The present Knight of Glin is Desmond FitzGerald. Like his ancestor, he also has a penchant for follies: his most recent is a stone circle of honey-coloured boulders, leftovers from nearby roadworks. Posed mystically on top of a hill and surrounded by dappled grass and woodland, the eerie grouping makes a nice counterpoint to the black, arched openings of a stone grotto, another of the earlier knight's constructions. But Desmond FitzGerald isn't just a follybuilder. "The Knight" (as he is concisely dubbed) is a zealous conservationist and historian and, as president of the Georgian Society, is in the vanguard of numerous, urgent campaigns to save our fragile heritage.
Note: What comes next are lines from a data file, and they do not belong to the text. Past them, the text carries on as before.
PR #41, opened 2015-08-13
Fix admin-ui redirect

ericbottard:


spring-cloud-data-rest/src/main/java/org/springframework/cloud/data/AdminApplication.java
```diff
@@ -14,7 +14,7 @@
  * limitations under the License.
  */
 
-package org.springframework.cloud.data.rest;
```
markfisher: We do not want to move the AdminApplication up. It belongs under 'rest' (the root of spring-cloud-data-rest). Why is this necessary?

spring-cloud-data-rest/src/main/java/org/springframework/cloud/data/ui/UiController.java
```diff
@@ -0,0 +1,35 @@
...
+
+import org.springframework.stereotype.Controller;
+import org.springframework.web.bind.annotation.RequestMapping;
+
+/**
+ * A simple controller to trigger a redirect to the index page of the admin ui (which comes packaged as a dependency).
+ *
+ * @author Eric Bottard
+ */
+// Note how this controller is NOT a RestController
```
markfisher: should include an explanation of *why* (and does this belong in actual JavaDoc?)

spring-cloud-data-rest/src/main/java/org/springframework/cloud/data/AdminApplication.java
ericbottard: Because the "UI" is not REST _per se_.

markfisher: It is simply a redirect to the REST API right? The more important thing here is that the "-rest" suffix is mapping to the ".rest" package as the "namespace" of this project.

ericbottard: Hmm, not sure what you're saying. The "ui" part is not a REST-API. It's a regular `.html` app, that is _consuming_ the API.
I understand what you're saying wrt namespacing. IMO, there are two solutions:
* go back to having the `ui` serving part inside `.rest` and live with it
* create an extra project, which is the real "admin", made of 2 parts: the REST endpoints and the ui

markfisher: Almost, but I wasn't thinking of creating another project. Rather we could rename `spring-cloud-data-rest` to `spring-cloud-data-admin`. Then the top-level package for all code in the project would be: `org.springframework.cloud.data.admin`. The following sub-packages would still exist: config, controller, repository. Only `AdminAppplication` would reside directly under the `.admin` top level package. The `UiController` would sit alongside the "REST" Controllers within the `controller` subpackage (REST being considered an implementation detail of all the other Controllers).

ericbottard:
Reworked by renaming spring-cloud-data-rest to spring-cloud-data-admin as discussed. Also removed some redundant `@Import` and `@ComponentScan`.

spring-cloud-data-admin/src/main/java/org/springframework/cloud/data/admin/repository/package-info.java
```diff
@@ -0,0 +1,4 @@
+/**
+ * Spring Cloud Data REST repository classes.
```
markfisher: s/REST/Admin/

spring-cloud-data-admin/src/main/java/org/springframework/cloud/data/admin/controller/package-info.java
```diff
@@ -0,0 +1,4 @@
+/**
+ * Spring Cloud Data REST & UI Controllers.
```
markfisher: "Spring Cloud Data *Admin* REST & UI Controllers." (or we can probably leave out "REST & UI").

spring-cloud-data-admin/src/test/java/org/springframework/cloud/data/admin/controller/TaskControllerTests.java
```diff
@@ -29,10 +29,12 @@
 import org.junit.runner.RunWith;
 
 import org.springframework.beans.factory.annotation.Autowired;
+import org.springframework.boot.test.SpringApplicationConfiguration;
+import org.springframework.cloud.data.admin.AdminApplication;
 import org.springframework.cloud.data.core.TaskDefinition;
```
markfisher: looks like these imports did not get re-arranged in alphabetical order

spring-cloud-data-admin/src/test/java/org/springframework/cloud/data/admin/repository/InMemoryTaskDefinitionRepositoryTests.java
```diff
@@ -29,6 +29,8 @@
 import org.junit.Before;
 import org.junit.Test;
 
+import org.springframework.cloud.data.admin.repository.DuplicateTaskException;
```
markfisher: these 2 imports should not be necessary (same package)

spring-cloud-data-admin/src/main/java/org/springframework/cloud/data/admin/config/CloudConfiguration.java
```diff
@@ -14,21 +14,23 @@
...
 
 /**
- * Configuration for cloud profiles (cloud, lattice)
+ * Configuration for cloud profiles (cloud, lattice).
  *
  * @author Mark Fisher
  * @author Thomas Risberg
  */
 @Profile("cloud")
+@Configuration
```
markfisher: minor thing but should we have `@Profile` on the line after `@Configuration` since this class is primarily Configuration but has its applicability narrowed by the Profile specified? Also, I believe that would be consistent with other cases within the project.

markfisher:
Affected READMEs (top-level and spring-cloud-data-admin) should be updated as part of the PR.

markfisher:
will address comments while merging

PR #42, opened 2015-08-13
Remove unncessary Table support

ericbottard:
Spring Shell has those classes already.

Yet, rewriting the s-c-d shell may be a good opportunity to switch to a much richer Table support I have yet to include in Spring Shell.


markfisher:
Nice! Merging.

PR #45, opened 2015-08-13
Add lattice-core to admin REST

ilayaperumalg:
- This will enable Admin set lattice, cloud profiles when running on lattice

### DIFF
--- a/spring-cloud-data-admin/pom.xml
+++ b/spring-cloud-data-admin/pom.xml
@@ -81,6 +81,18 @@
 			<artifactId>spring-plugin-core</artifactId>
 		</dependency>
 		<dependency>
+			<groupId>org.springframework.cloud</groupId>
+			<artifactId>spring-cloud-lattice-connector</artifactId>
+			<version>${spring-cloud-lattice.version}</version>
+			<optional>true</optional>
+		</dependency>
+		<dependency>
+			<groupId>org.springframework.cloud</groupId>
+			<artifactId>spring-cloud-spring-service-connector</artifactId>
+			<version>${spring-cloud-lattice.version}</version>
+			<optional>true</optional>
+		</dependency>
+		<dependency>
 			<groupId>org.springframework.boot</groupId>
 			<artifactId>spring-boot-starter-test</artifactId>
 			<scope>test</scope>
--- a/spring-cloud-data-admin/pom.xml
+++ b/spring-cloud-data-admin/pom.xml
@@ -80,16 +80,16 @@
 			<groupId>org.springframework.plugin</groupId>
 			<artifactId>spring-plugin-core</artifactId>
 		</dependency>
+		<!-- Lattice connector dependency to create services info from lattice -->
 		<dependency>
 			<groupId>org.springframework.cloud</groupId>
 			<artifactId>spring-cloud-lattice-connector</artifactId>
-			<version>${spring-cloud-lattice.version}</version>
 			<optional>true</optional>
 		</dependency>
+		<!-- dependency to connect to detected cloud services -->
 		<dependency>
 			<groupId>org.springframework.cloud</groupId>
 			<artifactId>spring-cloud-spring-service-connector</artifactId>
-			<version>${spring-cloud-lattice.version}</version>
 			<optional>true</optional>
 		</dependency>
 		<dependency>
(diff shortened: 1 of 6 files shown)


spring-cloud-data-module-deployers/spring-cloud-data-module-deployer-lattice/pom.xml
```diff
@@ -27,6 +27,7 @@
 			<groupId>org.springframework.cloud</groupId>
 			<artifactId>spring-cloud-lattice-core</artifactId>
 			<version>${spring-cloud-lattice.version}</version>
+			<scope>runtime</scope>
```
markfisher: Why is 'runtime' scope needed? I've been running the admin on Lattice and the "lattice" and "cloud" profiles have activated, before this PR.

ericbottard: Because compile > runtime.
But I agree that if our code does not depend on that jat at compile time, it would be better to put this in runtime scope (the same way binders should be runtime scoped as well, btw)

ericbottard: Scratch that, chances are we can't go "runtime" because `@Configuration` requires compile-time visibility

ilayaperumalg: I intend to add the lattice dependency that could bring in the `RedisConnectionFactory` for `AdminConfiguration` so that the `RedisMetricRepository` gets the cloud redis connectionfactory. But I understand that's what is required here. Perhaps, I should add `spring-cloud-lattice-connector` and `spring-cloud-spring-service-connector` to admin dependencies to get them working?

ilayaperumalg:
@markfisher I have updated the PR to include lattice cloud/service connector dependencies. Does this make sense?

markfisher:
Do we also need the profile-driven configuration for the Redis ConnectionFactory that would be used under the RedisMetricRepository?

ilayaperumalg:
I believe that will be taken care by the [spring-service-connector] (https://github.com/spring-cloud/spring-cloud-connectors/blob/master/spring-cloud-spring-service-connector/src/main/java/org/springframework/cloud/config/java/CloudServiceConnectionFactory.java) dependency if running on cloud profiles:

markfisher:
well in this case we are calling that service connector directly: https://github.com/spring-cloud/spring-cloud-stream/blob/master/spring-cloud-stream-binders/spring-cloud-stream-binder-redis/src/main/java/org/springframework/cloud/stream/binder/redis/config/RedisServiceAutoConfiguration.java#L54

ilayaperumalg:
yeah, but in the above case, we don't use `spring-service-connector` but `lattice-connector` [only] (https://github.com/spring-cloud/spring-cloud-stream/blob/master/spring-cloud-stream-binders/spring-cloud-stream-binder-redis/pom.xml#L42)

ilayaperumalg:
I believe we can get away with that cloud configuration for redis binder once we have `spring-service-connector` dependency in place.

spring-cloud-data-admin/pom.xml
```diff
@@ -81,6 +81,18 @@
...
 		<dependency>
+			<groupId>org.springframework.cloud</groupId>
+			<artifactId>spring-cloud-lattice-connector</artifactId>
+			<version>${spring-cloud-lattice.version}</version>
+			<optional>true</optional>
+		</dependency>
+		<dependency>
+			<groupId>org.springframework.cloud</groupId>
+			<artifactId>spring-cloud-spring-service-connector</artifactId>
+			<version>${spring-cloud-lattice.version}</version>
```
markfisher: this should be the spring-cloud version

ilayaperumalg:
@markfisher fixed the dependency version for `spring-cloud-spring-service-connector`. Also, cleaned up some of the unused dependencies and added comments.

markfisher:
LGTM; merging

markfisher:
rebased, squashed, and merged as https://github.com/spring-cloud/spring-cloud-data/commit/ba2c12ae6564be08ef237f359bf5f5ee24a59379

At his side is his wife, Olda FitzGerald, herself a keen scholar of all things Irish. And it is in Olda's elegant new book, Irish Gardens, that the demesne at Glin Castle and 19 other romantic, peculiarly Irish gardens are lovingly described and brought to life. With sympathy and humour, she chronicles their colourful histories and details their present beauties, giving a meaty and very welcome depth to her subject. Light-filled photographs by Stephen Robson and enchanting pictorial maps by William Pounds splendidly complement the text.

Writing the book, she remembers, "was quite the nicest year of my life, although quite terrifying. I never thought I could finish it in time. When the publishers asked me to do it, I was, of course, over the moon. It gave me the opportunity to travel around Ireland and see all the gardens, which I'd never really been able to do before."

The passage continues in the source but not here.